Instructions for the task -> Print the data again, exactly.

- Opening Delimiter -

PR #1030, opened 2026-02-21
fix(terminal): chat input not focused after switching tasks between projects

### LINKED ISSUE #549: [bug]: Chat input not focused after switching tasks

jschwxrz:
terminalpane useeffect dependency array included props (remote, theme, env, callbacks, etc.) that are only used at PTY spawn time. Parent rerenders created new object/function references, triggering unnecessary detach/attach cycles that moved the terminal DOM offscreen and lost focus.

Move all props except id to refs so the effect only reruns when switching to a different terminal. add a separate theme effect that calls settheme() without detach/attach.

fixes #549

### DIFF
--- a/src/renderer/components/TerminalPane.tsx
+++ b/src/renderer/components/TerminalPane.tsx
@@ -1,11 +1,4 @@
-import React, {
-  useEffect,
-  useRef,
-  useMemo,
-  useCallback,
-  forwardRef,
-  useImperativeHandle,
-} from 'react';
+import React, { useEffect, useRef, useMemo, forwardRef, useImperativeHandle } from 'react';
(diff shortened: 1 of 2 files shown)


arnestrickmann:
thanks for opening the pr jona! 
Will check and test asap.

arnestrickmann:
Thanks Jona! Good stuff. LGTM. Merging.

Issue #1033, opened 2026-02-21
Feature: Auto-infer workspace names from conversation context


arnestrickmann:
## Feature Request

**Description**
Users shouldn't have to manually name workspaces. Emdash should automatically infer a meaningful name based on the conversation or task context, similar to how ChatGPT/Claude auto-title conversations.

## Current Behavior
Users are required to provide a name when creating a workspace. This adds friction to the creation flow, especially when you just want to jump in and start working.

## Expected Behavior
- Workspace creation should not require a name upfront
- A name should be auto-generated based on the initial prompt or conversation context
- Users can optionally rename the workspace later if they want something more specific

## Suggested Approach
- Use the first message / task description to generate a short, descriptive name
- Could use a lightweight LLM call or simple heuristic (first N words, key phrases, etc.)
- Allow inline renaming for users who want to override the auto-generated name

jschwxrz:
looking into this

PR #1041, opened 2026-02-22
feat: auto-infer workspace names from conversation context

jschwxrz:
summary:

- task name is now optional
- auto populates when issue is linked or when initial prompt exists
- if task is created without issue or initial prompt and user does not add task-name, falls back to random name on submit
- fallback random name is updated with first task name generated based on "real" message user sends in the chat

how it works:
- uses keyword extraction to generate a conventional task name
- pre-task-creation: generate and use as task and worktree name
- post-task-creation: buffer accumulates user keystrokes. when message is sent to agent and the agents PTY output shows "busy", a task name is generated based on the user message and task is renamed
- manual task rename still possible through right clicking the task in the left sidebar

UI changes:
- task name shows optional
- create button enabled even when task name empty

Screenshot 2026-02-22 at 21 03 34

#1033

### DIFF
--- a/src/renderer/terminal/TerminalInputBuffer.ts
+++ b/src/renderer/terminal/TerminalInputBuffer.ts
@@ -35,7 +35,8 @@ export class TerminalInputBuffer {
         if (
           (code >= 0x40 && code <= 0x5a) || // A-Z
           (code >= 0x61 && code <= 0x7a) || // a-z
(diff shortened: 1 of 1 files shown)


arnestrickmann:
Thank you for this PR, 

We shipped another PR implementing this feature. 

So closing this one.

- Closing Delimiter -

Reply to the task ->
PR #1030, opened 2026-02-21
fix(terminal): chat input not focused after switching tasks between projects

### LINKED ISSUE #549: [bug]: Chat input not focused after switching tasks

jschwxrz:
terminalpane useeffect dependency array included props (remote, theme, env, callbacks, etc.) that are only used at PTY spawn time. Parent rerenders created new object/function references, triggering unnecessary detach/attach cycles that moved the terminal DOM offscreen and lost focus.

Move all props except id to refs so the effect only reruns when switching to a different terminal. add a separate theme effect that calls settheme() without detach/attach.

fixes #549

### DIFF
--- a/src/renderer/components/TerminalPane.tsx
+++ b/src/renderer/components/TerminalPane.tsx
@@ -1,11 +1,4 @@
-import React, {
-  useEffect,
-  useRef,
-  useMemo,
-  useCallback,
-  forwardRef,
-  useImperativeHandle,
-} from 'react';
+import React, { useEffect, useRef, useMemo, forwardRef, useImperativeHandle } from 'react';
(diff shortened: 1 of 2 files shown)


arnestrickmann:
thanks for opening the pr jona! 
Will check and test asap.

arnestrickmann:
Thanks Jona! Good stuff. LGTM. Merging.

Issue #1033, opened 2026-02-21
Feature: Auto-infer workspace names from conversation context


arnestrickmann:
## Feature Request

**Description**
Users shouldn't have to manually name workspaces. Emdash should automatically infer a meaningful name based on the conversation or task context, similar to how ChatGPT/Claude auto-title conversations.

## Current Behavior
Users are required to provide a name when creating a workspace. This adds friction to the creation flow, especially when you just want to jump in and start working.

## Expected Behavior
- Workspace creation should not require a name upfront
- A name should be auto-generated based on the initial prompt or conversation context
- Users can optionally rename the workspace later if they want something more specific

## Suggested Approach
- Use the first message / task description to generate a short, descriptive name
- Could use a lightweight LLM call or simple heuristic (first N words, key phrases, etc.)
- Allow inline renaming for users who want to override the auto-generated name

jschwxrz:
looking into this

PR #1041, opened 2026-02-22
feat: auto-infer workspace names from conversation context

jschwxrz:
summary:

- task name is now optional
- auto populates when issue is linked or when initial prompt exists
- if task is created without issue or initial prompt and user does not add task-name, falls back to random name on submit
- fallback random name is updated with first task name generated based on "real" message user sends in the chat

how it works:
- uses keyword extraction to generate a conventional task name
- pre-task-creation: generate and use as task and worktree name
- post-task-creation: buffer accumulates user keystrokes. when message is sent to agent and the agents PTY output shows "busy", a task name is generated based on the user message and task is renamed
- manual task rename still possible through right clicking the task in the left sidebar

UI changes:
- task name shows optional
- create button enabled even when task name empty

Screenshot 2026-02-22 at 21 03 34

#1033

### DIFF
--- a/src/renderer/terminal/TerminalInputBuffer.ts
+++ b/src/renderer/terminal/TerminalInputBuffer.ts
@@ -35,7 +35,8 @@ export class TerminalInputBuffer {
         if (
           (code >= 0x40 && code <= 0x5a) || // A-Z
           (code >= 0x61 && code <= 0x7a) || // a-z
(diff shortened: 1 of 1 files shown)


arnestrickmann:
Thank you for this PR, 

We shipped another PR implementing this feature. 

So closing this one.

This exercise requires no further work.